**Task details:** Repeat the entries that follow from start to finish, keeping every character.

[Stored data]

PR #3517, opened 2021-05-05
TEC-3797: Minification of TEC javascript

mitogh:
Make sure the break points are executed as soon as the DOM is ready
to query.

Ticket: TEC-3797
Artifact: https://d.pr/v/wy0dqW


readme.txt
```diff
@@ -226,6 +226,7 @@ Remember to always make a backup of your database and files before updating!
 * Tweak - Move messages below the calendar grid in the mobile version of Month View. [TEC-3793]
 * Tweak - Display a message to let visitors know the selected Month View day has no events in mobile. [TEC-3812]
 * Tweak - Add compatibility for the Full Site Editor navigation block. [TEC-3850]
+* Fix - Apply responsive breakpoints once the page has fully load with all JavaScript and Elements on the page [TEC-3797]
```
Camwyn, line 229:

**Response box:**
PR #3517, opened 2021-05-05
TEC-3797: Minification of TEC javascript

mitogh:
Make sure the break points are executed as soon as the DOM is ready
to query.

Ticket: TEC-3797
Artifact: https://d.pr/v/wy0dqW


readme.txt
```diff
@@ -226,6 +226,7 @@ Remember to always make a backup of your database and files before updating!
 * Tweak - Move messages below the calendar grid in the mobile version of Month View. [TEC-3793]
 * Tweak - Display a message to let visitors know the selected Month View day has no events in mobile. [TEC-3812]
 * Tweak - Add compatibility for the Full Site Editor navigation block. [TEC-3850]
+* Fix - Apply responsive breakpoints once the page has fully load with all JavaScript and Elements on the page [TEC-3797]
```
Camwyn, line 229:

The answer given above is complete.